(Data begins)
PR #350, opened 2015-03-05
Create owncloud configuration files even if database exists

Toilal:
This is related to https://github.com/mail-in-a-box/mailinabox/pull/338#issuecomment-77295930

When running setup an a new box where $STORAGE_ROOT has existing data (docker case), there's some configuration file missing from owncloud.

This splits the configuration process into 2 distinct condition:

- config.php file doesn't exists (=> Create the configuration file)
- Owncloud database doesn't exists (=> Run owncloud installation PHP script)

### DIFF
--- a/setup/owncloud.sh
+++ b/setup/owncloud.sh
@@ -31,13 +31,15 @@ fi
 
 # ### Configuring ownCloud
 
+OWNCLOUD_CONFIG=/usr/local/lib/owncloud/config/config.php
+
 # Setup ownCloud if the ownCloud database does not yet exist. Running setup when
 # the database does exist wipes the database and user data.
-if [ ! -f $STORAGE_ROOT/owncloud/owncloud.db ]; then
+if [ ! -f $OWNCLOUD_CONFIG ]; then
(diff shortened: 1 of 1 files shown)


JoshData:
Have you tested this?

ownCloud's installation script adds additional fields to the config file. If the config file is going to be re-created without running the installation script, it will not be complete. It's missing the database configuration information.

Toilal:
Sorry, I still didn't really test this, it's a proposal. Do you have an
idea to perform installation of owncloud without losing data existing in
owncloud sqlite database ? Maybe by backing up the database before running
the install process ?

JoshData:
I don't know, unfortunately. Maybe it's as simple as making sure the newly generated config has everything the install script would add. (But will that confuse the install script on first-time installs? One would have to check that too.)

Toilal:
I'll try to make some tests using my docker image. Please keep the PR open
for now, in the next days I'll try to find a proper way to reinstall
owncloud while keeping data.

JoshData:
This PR may no longer be needed because of #429.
(Data ends)
[Exercise]: Each record above, in full: retype it verbatim.

[Task answer]:
PR #350, opened 2015-03-05
Create owncloud configuration files even if database exists

Toilal:
This is related to https://github.com/mail-in-a-box/mailinabox/pull/338#issuecomment-77295930

When running setup an a new box where $STORAGE_ROOT has existing data (docker case), there's some configuration file missing from owncloud.

This splits the configuration process into 2 distinct condition:

- config.php file doesn't exists (=> Create the configuration file)
- Owncloud database doesn't exists (=> Run owncloud installation PHP script)

### DIFF
--- a/setup/owncloud.sh
+++ b/setup/owncloud.sh
@@ -31,13 +31,15 @@ fi
 
 # ### Configuring ownCloud
 
+OWNCLOUD_CONFIG=/usr/local/lib/owncloud/config/config.php
+
 # Setup ownCloud if the ownCloud database does not yet exist. Running setup when
 # the database does exist wipes the database and user data.
-if [ ! -f $STORAGE_ROOT/owncloud/owncloud.db ]; then
+if [ ! -f $OWNCLOUD_CONFIG ]; then
(diff shortened: 1 of 1 files shown)


JoshData:
Have you tested this?

ownCloud's installation script adds additional fields to the config file. If the config file is going to be re-created without running the installation script, it will not be complete. It's missing the database configuration information.

Toilal:
Sorry, I still didn't really test this, it's a proposal. Do you have an
idea to perform installation of owncloud without losing data existing in
owncloud sqlite database ? Maybe by backing up the database before running
the install process ?

JoshData:
I don't know, unfortunately. Maybe it's as simple as making sure the newly generated config has everything the install script would add. (But will that confuse the install script on first-time installs? One would have to check that too.)

Toilal:
I'll try to make some tests using my docker image. Please keep the PR open
for now, in the next days I'll try to find a proper way to reinstall
owncloud while keeping data.

JoshData:
This PR may no longer be needed because of #429.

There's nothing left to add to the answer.